(Saved entries)
↓

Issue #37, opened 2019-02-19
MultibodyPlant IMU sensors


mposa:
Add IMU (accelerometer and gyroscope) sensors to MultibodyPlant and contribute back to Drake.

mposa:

↑

From the entries above, pull out each line that includes "MultibodyPlant".

◆ EXPECTED OUTPUT:
MultibodyPlant IMU sensors
Add IMU (accelerometer and gyroscope) sensors to MultibodyPlant and contribute back to Drake.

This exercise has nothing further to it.